Setting default serializer¶
If you want to use a specific serializer for every cassette, you can set
serialize_with
as a default cassette option. For example, if you wanted to
use the prettyjson
serializer for every cassette you would do:
config.default_cassette_options['serialize_with'] = 'prettyjson'
Per-Use Configuration¶
Each time you create a Betamax
instance or use
use_cassette()
, you can pass some of the options from
above.
Setting the Directory in which Betamax Should Store Cassette Files¶
When using per-use configuration of Betamax, you can specify the cassette
directory when you instantiate a Betamax
object:
session = requests.Session()
recorder = betamax.Betamax(session,
cassette_library_dir='tests/cassettes/')
Setting Default Cassette Options¶
You can also set default cassette options when instantiating a
Betamax
object:
session = requests.Session()
recorder = betamax.Betamax(session, default_cassette_options={
'record_mode': 'once',
'match_requests_on': ['method', 'uri', 'headers'],
'preserve_exact_body_bytes': True
})
You can also set the above when calling use_cassette()
:
session = requests.Session()
recorder = betamax.Betamax(session)
with recorder.use_cassette('cassette-name',
preserve_exact_body_bytes=True,
match_requests_on=['method', 'uri', 'headers'],
record='once'):
session.get('https://httpbin.org/get')
Filtering Sensitive Data¶
Filtering sensitive data on a per-usage basis is the only difficult (or perhaps, less convenient) case. Cassette placeholders are part of the default cassette options, so we’ll set this value similarly to how we set the other default cassette options, the catch is that placeholders have a specific structure. Placeholders are stored as a list of dictionaries. Let’s use our example above and convert it.
import base64
username = os.environ.get('USERNAME', 'testuser')

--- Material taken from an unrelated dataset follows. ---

PR #302, opened 2026-03-18
feat: RAG service API key file management

tsivaprasad:
## Summary
This PR adds `RAGServiceKeysResource`, a resource that stores provider API keys (OpenAI, Anthropic, etc.) as files on the host filesystem and mounts them into the RAG container in read-only mode. The keys are not exposed via Docker Swarm configs or API responses.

password = os.environ.get('PASSWORD', 'testpassword')
session = requests.Session()
recorder = betamax.Betamax(session, default_cassette_options={
'placeholders': [{
'placeholder': '<GITHUB-AUTH>',
'replace': base64.b64encode(
'{0}:{1}'.format(username, password).encode('utf-8')
),
}]
})
Note that what we passed as our first argument is assigned to the
'placeholder'
key while the value we’re replacing is assigned to the
'replace'
key.
This isn’t the typical way that people filter sensitive data because they tend to want to do it globally.
Mixing and Matching¶
It’s not uncommon to mix and match configuration methodologies. I do this in
github3.py. I use global configuration to filter sensitive data and set
defaults based on the environment the tests are running in. On Travis-CI, the
record mode is set to 'none'
. I also set how we match requests and when we
preserve exact body bytes on a per-use basis.